## Exercise details
When you reach the listing, restate it word for word, leaving nothing out.

## Data for this task
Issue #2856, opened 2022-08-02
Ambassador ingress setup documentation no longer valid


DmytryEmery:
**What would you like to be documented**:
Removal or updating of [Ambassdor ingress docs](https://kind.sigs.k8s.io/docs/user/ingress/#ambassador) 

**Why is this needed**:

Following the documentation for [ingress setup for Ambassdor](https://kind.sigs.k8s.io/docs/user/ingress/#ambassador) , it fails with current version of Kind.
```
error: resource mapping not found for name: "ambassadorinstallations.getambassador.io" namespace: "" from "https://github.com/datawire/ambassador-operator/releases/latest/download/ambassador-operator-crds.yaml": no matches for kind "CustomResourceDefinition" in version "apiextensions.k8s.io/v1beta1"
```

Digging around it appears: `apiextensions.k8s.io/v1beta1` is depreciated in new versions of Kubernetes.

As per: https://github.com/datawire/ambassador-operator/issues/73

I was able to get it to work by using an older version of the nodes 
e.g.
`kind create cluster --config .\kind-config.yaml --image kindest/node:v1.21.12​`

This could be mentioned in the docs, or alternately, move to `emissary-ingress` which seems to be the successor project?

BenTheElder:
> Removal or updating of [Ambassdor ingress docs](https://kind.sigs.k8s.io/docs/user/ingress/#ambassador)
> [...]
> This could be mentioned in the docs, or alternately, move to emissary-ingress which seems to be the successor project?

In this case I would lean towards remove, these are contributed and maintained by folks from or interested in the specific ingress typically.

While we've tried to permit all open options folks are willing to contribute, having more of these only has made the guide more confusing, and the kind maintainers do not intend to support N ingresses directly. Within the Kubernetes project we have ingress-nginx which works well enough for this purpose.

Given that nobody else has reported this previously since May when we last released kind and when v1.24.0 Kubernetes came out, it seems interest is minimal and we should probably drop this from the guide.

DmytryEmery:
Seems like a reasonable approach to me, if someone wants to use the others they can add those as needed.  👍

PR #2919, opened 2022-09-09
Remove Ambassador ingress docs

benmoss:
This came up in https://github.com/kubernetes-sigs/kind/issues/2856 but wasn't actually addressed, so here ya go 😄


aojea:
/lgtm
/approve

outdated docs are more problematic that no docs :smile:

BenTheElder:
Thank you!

## Exercise response
Issue #2856, opened 2022-08-02
Ambassador ingress setup documentation no longer valid


DmytryEmery:
**What would you like to be documented**:
Removal or updating of [Ambassdor ingress docs](https://kind.sigs.k8s.io/docs/user/ingress/#ambassador) 

**Why is this needed**:

Following the documentation for [ingress setup for Ambassdor](https://kind.sigs.k8s.io/docs/user/ingress/#ambassador) , it fails with current version of Kind.
```
error: resource mapping not found for name: "ambassadorinstallations.getambassador.io" namespace: "" from "https://github.com/datawire/ambassador-operator/releases/latest/download/ambassador-operator-crds.yaml": no matches for kind "CustomResourceDefinition" in version "apiextensions.k8s.io/v1beta1"
```

Digging around it appears: `apiextensions.k8s.io/v1beta1` is depreciated in new versions of Kubernetes.

As per: https://github.com/datawire/ambassador-operator/issues/73

I was able to get it to work by using an older version of the nodes 
e.g.
`kind create cluster --config .\kind-config.yaml --image kindest/node:v1.21.12​`

This could be mentioned in the docs, or alternately, move to `emissary-ingress` which seems to be the successor project?

BenTheElder:
> Removal or updating of [Ambassdor ingress docs](https://kind.sigs.k8s.io/docs/user/ingress/#ambassador)
> [...]
> This could be mentioned in the docs, or alternately, move to emissary-ingress which seems to be the successor project?

In this case I would lean towards remove, these are contributed and maintained by folks from or interested in the specific ingress typically.

While we've tried to permit all open options folks are willing to contribute, having more of these only has made the guide more confusing, and the kind maintainers do not intend to support N ingresses directly. Within the Kubernetes project we have ingress-nginx which works well enough for this purpose.

Given that nobody else has reported this previously since May when we last released kind and when v1.24.0 Kubernetes came out, it seems interest is minimal and we should probably drop this from the guide.

DmytryEmery:
Seems like a reasonable approach to me, if someone wants to use the others they can add those as needed.  👍

PR #2919, opened 2022-09-09
Remove Ambassador ingress docs

benmoss:
This came up in https://github.com/kubernetes-sigs/kind/issues/2856 but wasn't actually addressed, so here ya go 😄


aojea:
/lgtm
/approve

outdated docs are more problematic that no docs :smile:

BenTheElder:
Thank you!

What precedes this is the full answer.